4. Rigiditas pada umumnya disertai dengan sikap exclusive. Keduanya (rigiditas dan eksklusifitas) merupakan penyimpangan psikologis yang ditandai dengan prilaku
maladaptive (ketidak-mampuan menyesuaikan diri). Secara psikologis,
keduanya dianggap “abnormal” atau secara sosiologis disebut deviant, sebab individu yang normal selalu memiliki kemampuan
untuk berpikir realistik dalam menafsirkan kejadian-kejadian di sekelilingnya.
5. Rigiditas dan Exclusiveness bermula dari suatu keyakinan akan kebenaran suatu nilai. Nilai yang diyakini benar, sudah
barang pasti berasal dari sebuah otoritas. Sedangkan prilaku exclusive merupakan akibat langsung dari keberpihakan jiwa
terhadap apa yang dianggap sebagai otoritas dan mengalahkan konformitas
sosial (Gergen, 1990:21-24).
6. Semakin keras konflik nilai, semakin frustasi seseorang, dan semakin frustasi seseorang, maka akan semakin agresif
(Gordon, 1993:397). Tapi sikap agresif ini hanya mungkin diwujudkan manakala kondisi sekitarnya memungkinkan. Jika tidak, maka dua kemungkinan bentuk
prilaku akan timbul, melakukan kepatuhan semu (pseudo obediance) atau melakukan
tindakan agresif berupa tinakan radikalisme keagamaan.
Apa Yang Harus Dilakukan? 1. Penafsiran yang Memberi Kenyamanan
Beragama dan Berbangsa Tafsir terhadap agama tentu saja tidak
pernah tunggal. Kalau memang demikian memilih model dan hasil penafsiran
keagamaan yang tidak membuat para pengikut agama berada dalam konflik nilai
menjadi penting. Orang yang dilanda konflik nilai bisa berakibat kaku, eksklusif
dan emosional.
2. Pengendalian Semangat dan Emosi Keagamaan
Kenyataannya setiap agama telah memunculkan dua kondisi kejiwaan para
pemeluknya yang diidealkan berjalan paralel, yakni sikap agamis dan emosional. Seorang pemeluk agama tidak mungkin dikatakan
agamis menurut logika agama yang dipeluknya jika tidak memiliki emosi keagamaan.

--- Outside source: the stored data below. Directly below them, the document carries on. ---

PR #5068, opened 2021-10-01
Add more uses for mousewheel scrolling

tothxa:
- map scrolling with touchpad
- game speed
- editor toolsize
- slider and spinbox UI elements
- soldier capacities and attacker count
- input queue

Also change parameters passed to mousewheel handlers.
Includes config file options and new Scrolling tab in Options menu.


tothxa:
See https://www.widelands.org/forum/topic/5349/ and https://www.widelands.org/forum/topic/5384/

I expect there will be a lot of change requests, as most of this is way beyond my programming knowledge...

src/ui_basic/scrollbar.cc
```diff
@@ -409,13 +410,16 @@ void Scrollbar::think() {
...
 }
 
-bool Scrollbar::handle_mousewheel(uint32_t, int32_t, int32_t y) {
-	if (y < 0) {
-		action(Area::Plus);
-	} else {
-		action(Area::Minus);
+bool Scrollbar::handle_mousewheel(int32_t, int32_t y, uint16_t modstate) {
+	if (matches_keymod(modstate, KMOD_NONE) && y != 0) {
+		if (y < 0) {
```
Noordfrees: Does this also need `get_mousewheel_change()`?

src/wlapplication_mousewheel_options.cc
```diff
@@ -0,0 +1,323 @@
...
+	const uint16_t default_;
+	const uint16_t default_2D_;
+
+	MousewheelOption(std::string n, MousewheelOptionType t, uint16_t def, uint16_t def2D)
+	   : internal_name_(n), type_(t), default_(def), default_2D_(def2D) {
+	}
+
+	bool get_bool(bool use_2d_default) const {
+		assert(type_ == MousewheelOptionType::kBool);
+		const bool def = static_cast<bool>(use_2d_default ? default_2D_ : default_);
```
Noordfrees: Actually the cast is not necessary – just use `!= 0` for readability
```c++
 		const bool def = (use_2d_default ? default_2D_ : default_) != 0;
```

src/wlapplication_mousewheel_options.cc
```diff
@@ -0,0 +1,323 @@
...
+   {MousewheelOptionID::kNoMod,
+    MousewheelOption("", MousewheelOptionType::kKeymod, KMOD_NONE, KMOD_NONE)},
+
+   {MousewheelOptionID::kUse2Ddefaults,
+    MousewheelOption("use_2d_defaults", MousewheelOptionType::kBool, false, true)},
+
+};
+
+// Default signs
+#define SIGN_INCREASE_RIGHT -1
```
Noordfrees: Please don't use `define`s for constants, use a constexpr instead:
```c++
constexpr int kSignIncreaseRight = -1;
```

src/wlapplication_options.cc
```diff
@@ -826,6 +820,38 @@ KeyboardShortcut shortcut_from_string(const std::string& name) {
...
+		mods.push_back(pgettext("hotkey", "Ctrl"));
+	}
+
+	std::string result;
+
+	// Return value will have a trailing "+" if any modifier is matched,
+	// because all current uses need it anyway, and extra checks can
+	// be avoided both here and in the users this way
+	for (const std::string& m : mods) {
+		result = (boost::format(_("%1$s+%2$s")) % m % result).str();
```
Noordfrees, line 850: In RTL languages this generates a string like `+GUI+Ctrl`. For a keyboard shortcut this is fine since that will result in `X+GUI+Ctrl`, but in the mousewheel UI it will look like
> Zoom Map: &nbsp;&nbsp;&nbsp;&nbsp; +Gui+Ctrl &nbsp;&nbsp;&nbsp;&nbsp; Any Scroll

Noordfrees (commented):
Wow, great! A few first comments inline.

---

The pointing device selector in the options menu seems unintuitive though. It is not clear whether this refers to the only device that may be used for scrolling, or whether we can have separate settings for each device. Perhaps clarify in the tooltip.

Assuming it's the latter, then switching the pointing device discards all changes I've made so far. I select the modifiers to use for the external mouse, then choose the touchpad, set its settings, switch back to external mouse to check – and all changes are reset to the initial value. Argh. They should be kept in memory until explicitly reset.

The Reset All button could also do with a tooltip to explain what it does – does it reset all modifiers or all devices?

src/wlapplication_mousewheel_options.cc
tothxa: This is to signify that these are actually bool values, and only stored in uint-s so that the same struct can be used for keymods and bools, so they can be kept in the same map, which is useful to keep the related keymod and bool settings next to each other in the config file. So we're just converting them back to bool here.

Does this make sense?

src/ui_basic/scrollbar.cc
tothxa: Yes, I was considering it, and it should probably use it too.

I kept it as it was for now because I intended to revisit this, because I'm not sure what to do with horizontal scrolling. As far as I can tell, only vertical scrollbars are used currently, but the widget is ready for horizontal too. But yes, `get_mousewheel_change()` can be used in any case, only it will need to be configurable if there will be horizontal scrollbars.

src/wlapplication_options.cc
tothxa: Uh-oh... didn't think of that. Ideally the whole layout of the hbox should be flipped, but is there a way to tell from the locale whether it is LTR or RTL? Other than that, ":paM mooZ   iuG+lrtC   llorcS ..." isn't much better... (BTW spinbox should also be flipped for RTL, but I don't think it is - I checked it, and it turns out that all RTL languages have very low translation coverage, so they mostly show the original English strings in Options...)

Is there a way to handle this situation?

src/wlapplication_mousewheel_options.cc
tothxa: Yes, but these are only used in the `define`-s of x-y pairs for the initialisation of `mousewheel_handlers`, and never used alone. Should they outlive the pair `define`-s? Or should the pairs be turned into constexpr vectors too, and the constructor of `MousewheelHandlerOptions` be made to take them apart into `default_sign_x_` and `default_sign_y_`? Do we want these constexpr-s in the global namespace?

Noordfrees: `#define`s are bad style and should be avoided where possible – just replace them with some `constexpr`s in the .cc file. +1 for using `vector`, or even better, `pair`:
```c++
using Sign2D = std::pair<int, int>;
/* Replace int variables in MousewheelHandlerOptions with Sign2D */

constexpr int kSignIncreaseRight = -1;
...
constexpr Sign2D kDefaultSignValue(kSignIncreaseRight, kSignIncreaseUp);
...
```

src/wlapplication_options.cc
Noordfrees: Not really… ideally the horizontal layout should be mirrored for RTL languages, but for now support for this is veeery patchy. It can be handled like this:
https://github.com/widelands/widelands/blob/eccffa9b227196cec5471f3a14ebfc854f3da970/src/editor/ui_menus/main_menu_random_map.cc#L762-L768
We also have some "convenience" functions for use with Align-layouted boxes:
https://github.com/widelands/widelands/blob/eccffa9b227196cec5471f3a14ebfc854f3da970/src/graphic/align.cc#L47-L52
The inofficial policy is to implement it in this way for additions to the UI if the reviewer remembers to ask for it ;)

tothxa:
> The pointing device selector in the options menu seems unintuitive though. It is not clear whether this refers to the only device that may be used for scrolling, or whether we can have separate settings for each device. Perhaps clarify in the tooltip.

Yeah, it may not be the best idea after all with the current set of options. While ctrl+vertical for zoom / ctrl+horizontal for speed/toolsize may be desirable for efficiency, it is clearly not fit to be the default. I also dropped the unified inputqueue idea (you can still see it in the original mousewheel branch), where I considered setting horizontal to quantity and vertical to priority, but it turned out in testing to be just as confusing as it was useful. So now most defaults are the same, only zoom and map scroll change with it.

Maybe I should drop the whole dual default thing (could be handled in the dialog), and I'm not sure about the pointing device dropdown either. It's just that I wanted to make it clear when it makes sense to turn on map scrolling... but this seems to be too confusing in other ways.
May I change ctrl_zoom to be the default, so that turning on map scrolling becomes a single step even without the pointing device dropdown?

It is also a problem that SDL doesn't make it possible to tell whether the hardware is capable of horizontal scrolling: it doesn't tell (at least in my config) whether there are more than one devices, and which of them is sending the current event, and it doesn't even tell (in my config) when the system scroll direction is flipped.

> Assuming it's the latter, then switching the pointing device discards all changes I've made so far. I select the modifiers to use for the external mouse, then choose the touchpad, set its settings, switch back to external mouse to check – and all changes are reset to the initial value. Argh. They should be kept in memory until explicitly reset.

I wasn't sure how to handle this. If you think it makes sense to keep very different settings for single wheel and touchpad, it could be easily done in 2 separate config sections (say [mousewheel] and [touchpad_scrolling]), and then indeed, the dropdown would get a clear purpose.

I considered keeping track of which values were changed but not applied, but skipped it for now. I thought it would be overkill in most cases, when people would first select the type of pointing device they intend to use. If the above 2 sections idea were implemented, then it would definitely make sense to keep track of user changes for both kinds of devices. But it's probably best to scrap the whole pointing device type dropdown instead as well as the dual defaults.

BTW there's another issue coming from the general handling of config options: once the settings are applied, they all get written to the config file, so changing the pointing device doesn't change anything directly anymore, only the settings the reset button will choose (which will then get written in the file...) I think it should be possible to clear settings from the config file, but the code handling this is too complicated and spread out in too many places to me. This also affects keyboard shortcuts: resetting them pollutes the config file with a list of all defaults, and so later changes to defaults will not be followed anymore.

> The Reset All button could also do with a tooltip to explain what it does – does it reset all modifiers or all devices?

OK. (it resets modifiers and scroll directions including inverts to the settings appropriate for the selected device type) If I drop the device dropdown, this will also become more clear.

src/wlapplication_mousewheel_options.cc
Noordfrees: https://docs.microsoft.com/en-us/previous-versions/visualstudio/visual-studio-2010/b6801kcy(v=vs.100)?redirectedfrom=MSDN
> 'type' : forcing value to bool 'true' or 'false' (performance warning)
>
> This warning is generated when a value that is not bool is assigned or coerced into type bool. Typically, this message is caused by assigning int variables to bool variables where the int variable contains only values true and false, and could be redeclared as type bool. If you cannot rewrite the expression to use type bool, then you can add "!=0" to the expression, which gives the expression type bool. Casting the expression to type bool will not disable the warning, which is by design.

Noordfrees:
Ok then I think it would be best to drop the Device dropdown and have only one profile. Note that you can emulate all input device events through software (at least on X11) and even connect different types of input to each other, so attempting to decide what functionality is available on a given system is not always meaningful.

-1 for making Ctrl+Wheel the zooming default, this makes the feature harder to discover for new players. Perhaps you could enable map scrolling by default with the Ctrl+Shift modifier so it's easy to remap the modifiers without them getting in each other's way initially.

Lastly, I'd suggest to make the scrolling options pane a tab in the keyboard shortcuts window and rename that menu something like "Shortcuts & Modifiers" to keep related settings grouped.

src/wlapplication_mousewheel_options.cc
tothxa: Hmmm, I think I'll use Vector2i, because it has members x and y instead of first and second...

edit:
or not... clang-tidy says it's not a constant expression...

tothxa: OK, it seems on macos pair is defined with const&... I guess I could use `struct Sign2D { int x, y; };`?

Noordfrees: >  or not... clang-tidy says it's not a constant expression...

+1 for Vector2i – you can use `static const` instead of `constexpr` if the compiler has hiccups.

src/wlapplication_options.cc
tothxa: Do I get it right that `UI::g_fh` depends on the global locale setting, so it will be wrong if a given string has no translation? But with low translation coverage this will be a mess if I reorder everything? I guess here I could reorder based on the direction of the title, so if locale is RTL, I need to check whether the title has a translation. What's the best way to do it other than comparing the raw string to the translated one?

And `mirror_alignment()` is intended to be used in `add()`, so I still need to conditionally reorder the widgets in the box?

Noordfrees: If we try to account for translation coverage in RTL support the layouting code will quickly become unmaintainable. It's more viable (and efficient) to just assume that all languages are fully translated and only query the global fontset.

Usually, you *only* need to conditionally reorder the order in which widgets are added to a `Box`. The `mirror_alignment` function would be needed for widgets that are added with `Box::Resizing::kAlign` to a `Vertical` box – this would then look like
```c++
vbox.add(some_panel, UI::Box::Resizing::kAlign, mirror_alignment(UI::Align::kLeft));
```
We don't yet have any code examples that use this though. 
`Resizing::kAlign` is usually **not** what you want because it does not resize the widget to fill available space; `kFullSize` or `kExpandBoth` is often the better choice. You could try using these for the options menu boxes – at 1024×768 the tab looks nice and compact, but at 1920×1080 there's masses of empty space which could be filled by horizontally expanding the dropdowns.
Unfortunately `kAlign`+`kLeft` is the default if only one argument is passed to `add`.

tothxa: I found that multilinetextarea uses `has_rtl_character()` from `graphic/text/bidi.h` as condition in `mirror_alignment()`. I think reordering `add()`-s based on that wouldn't be too messy. (or more messy than reordering based on global setting anyway)

Hmmm, try it with spinbox in another PR? At least that can be tested with Options in (I think) Arabic...
shot0000
Though spinbox is quite messy as it is with the conditional big step buttons...

Noordfrees: `has_rtl_character` has very bad performance, ideally it should be used only for text rendering internals and other code should assume that the fontset provides all the information we need.

tothxa: I tried `UI::g_fh->fontset()->is_rtl()`, but it only works for hindi. Arabic, farsi and hebrew get false.

tothxa:
> Lastly, I'd suggest to make the scrolling options pane a tab in the keyboard shortcuts window and rename that menu something like "Shortcuts & Modifiers" to keep related settings grouped.

Done.

I did an unrelated change: I made the keyboard_options window resize with the main window (I needed it to test the layouting). Please let me know if it should be reverted from this PR.

Noordfrees:
> I did an unrelated change: I made the keyboard_options window resize with the main window (I needed it to test the layouting). Please let me know if it should be reverted from this PR.

Looks fine to me codewise, not tested yet.

---

Two more nits regarding code style:
- Please go easier on abbreviations ;) They tend to impact readability. E.g. `kApplyBtnW` should better be `kApplyButtonWidth` and `kMwDdMaxW` should be… should be……… (point made :wink:?)
Local variables that are used only for an intermediate result or temporary iterator can be called `x` or `t` or whatever, but anything with a larger scope should have a name that tells the reader immediately what the object does.
- When declaring `constexpr` or `static const` variables please use one declaration per statement, e.g.
```diff
- static const Sign2D  //
-    kDefaultSignValue(kSignIncreaseRight, kSignIncreaseUp),
-    kDefaultSignMove(kSignNextRight, kSignNextDown),  //
-    kDefaultSignScroll(kSignScroll, kSignScroll);
+ static const Sign2D kDefaultSignValue(kSignIncreaseRight, kSignIncreaseUp);
+ static const Sign2D kDefaultSignMove(kSignNextRight, kSignNextDown);
+ static const Sign2D kDefaultSignScroll(kSignScroll, kSignScroll);
```

src/wlapplication_options.cc
Noordfrees: Hm, that's weird. I tested my `techinfo` branch with Hebrew and it inverted the layout as expected.
The text direction is defined in `data/i18n/fonts.lua` which declares RTL for Arabic, Devanagari, and Hebrew font sets, used – according to `data/i18n/locales.lua` by Al-ʿArabiyyah, Farsi, Hindi, and Ivrit.
Edit: Do these fonts appear as RTL or LTR in the options language dropdown for you?
grafik

tothxa: I was able to find the languages because they are shown right aligned in the language selection dropdown.
Hmmm, may this be because I'm using Debian with fonts provided by its packages?

tothxa:
>     * Please go easier on abbreviations ;) They tend to impact readability. E.g. `kApplyBtnW` should better be `kApplyButtonWidth` and `kMwDdMaxW` should be… should be……… (point made wink?)

Sorry. It started out with all of them like the BtnW one, but went through some deletions/readditions/renamings, and the scope is really just one .cc.

>     * When declaring `constexpr` or `static const` variables please use one declaration per statement

Sorry again. I was afraid it would be so, and I can understand why. I just thought it's more readable without repeating the `constexpr int`-s.

src/wlapplication_options.cc
tothxa: Anyway, it's an unrelated issue... Done.

src/ui_fsmenu/mousewheel_options.cc
```diff
@@ -0,0 +1,438 @@
...
+   /** TRANSLATORS: e.g. Ctrl+Horizontal scroll */
+   gettext_noop("Horizontal scroll"),
+   /** TRANSLATORS: Used when a function works with either vertical or horizontal scrolling.
+       It may be used in combination with modifier keys, e.g. "Ctrl+Any scroll" */
+   gettext_noop("Any scroll")};
+
+#define READ_MOD(option) normalize_keymod(get_mousewheel_keymod(MousewheelOptionID::option##Mod))
+
+#define DIR_COMBINE(x, y)                                                                          \
+	((x ? SD::kHorizontal : SD::kDisabled) | (y ? SD::kVertical : SD::kDisabled))
```
Noordfrees: This macro can be replaced with an inline function:
```suggestion
inline uint8_t dir_combine(const bool x, const bool y) {
	return ((x ? SD::kHorizontal : SD::kDisabled) | (y ? SD::kVertical : SD::kDisabled));
}
```

src/ui_fsmenu/mousewheel_options.cc
```diff
@@ -0,0 +1,438 @@
...
+	tab_invert_ = READ_DIR(kUITabInvert);
+	zoom_invert_ = READ_DIR(kMapZoomInvert);
+}
+
+#undef READ_MOD
+#undef READ_DIR
+#undef DIR_COMBINE
+
+#define DIR_X(dir) ((dir & SD::kHorizontal) != 0)
+#define DIR_Y(dir) ((dir & SD::kVertical) != 0)
```
Noordfrees: Same here:
```suggestion
inline bool dir_x(const uint8_t dir) {
	return (dir & SD::kHorizontal) != 0;
}
inline bool dir_y(const uint8_t dir) {
	return (dir & SD::kVertical) != 0;
}
```

Noordfrees (commented):
Looking good now. I'm through with the review, only a few minor comments inline.

One more suggestion, it would be good to have a Reset To Defaults button for the mouse wheel options along with the Apply button.

Noordfrees:
LGTM but there's a layouting glitch: Initially the reset/apply buttons are centered, but when I try to assign a modifier that conflicts with another modifier they suddenly jump to the left:

grafik
grafik

tothxa:
I'd add a button to set recommended map scroll and zoom settings for touchpad between 'Scroll Map' and 'Change Game Speed', but I can't think of a nice short label (possibly explained by a tooltip) for it.

Noordfrees:
Layout works now. For the button position I'd suggest having them all on one line since the Touchpad button is essentially another Reset button:

<table>
<tr>
	<td><b>Label:</b>
	<td>Reset (Mouse)
	<td>Reset (Touchpad)
	<td>Apply
<tr>
	<td><b>Tooltip:</b>
	<td>Reset to the default settings recommended for standard mouses
	<td>Reset to the settings recommended for touchpads and horizontally scrolling mouses
	<td>Apply scroll settings
</table>

tothxa:
> Layout works now. For the button position I'd suggest having them all on one line since the Touchpad button is essentially another Reset button:
> Label: 	Reset (Mouse) 	Reset (Touchpad) 	Apply
> Tooltip: 	Reset to the default settings recommended for standard mouses 	Reset to the settings recommended for touchpads and horizontally scrolling mouses 	Apply scroll settings

As it is now, the touchpad button only sets zoom/scroll map, and asks for approval to set speed and toolsize in case of conflict. It never touches invert settings, while reset forces them all to default. Also, currently the touchpad button does not apply the settings. So it is a much gentler thing than the reset button.

And there is the big Reset All button in the bottom of the window common with the keyboard shortcuts, so I think it's important to have the more specific labels for reset and apply. Though fitting 3 wide buttons is only a matter of adding another box, or playing tricks with the *DirBox-es.

Noordfrees:
Looks good, just one more minor alignment issue: The rows of dropdowns have vertical gaps of differing sizes (4px, 9px, and 16px) between them:
grafik
The 16px gap is probably intentional, but the 4px and 9px gaps should all be the same height.

tothxa:
> Looks good, just one more minor alignment issue: The rows of dropdowns have vertical gaps of differing sizes (4px, 9px, and 16px) between them: The 16px gap is probably intentional, but the 4px and 9px gaps should all be the same height.

I added the small dividers (9px = 1px + 2 * kPadding) with the touchpad button, to signify that the first 2 are set together while the other 2 are completely independent of each other. But yes, they are now probably more confusing than helpful.

Noordfrees (approved):
Great :) 
Let's have it when the builds are green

Tapi jika
hanya semangat, tanpa disertai dengan kemampuan memahami agama dengan baik
maka radikalisme sangat mungkin terjadi.
3. Tidak melakukan politisasi agama
Berpolitik tanpa fondasi agama bisa
membawa pada tindakan pembenaran segala cara (Machiavellism). Tapi bukan berarti kita
boleh melakukan eksploitasi agama untuk pemenuhan kepentingan politik. Ini penting
untuk menghindari “perang tafsir” demi kepentingan politik.
4. Membangun Padaparadigma
Kemanusiaan Membangun kerjasama dengan sesama
kelompok lain baik dalam satu agama maupun beda agama harus berdasarkan pada
paradigma kemanusiaan (Humanity), tidak berdasar pada paradigma politik. Dalam politik berlaku adagium “tidak ada lawan dan teman abadi yang ada hanyalah kepentingan abadi”. “In politics your enemy can not hurt you but
your friend will kill you”. Jadi dalam politik yang ada hanya persahabatan semu.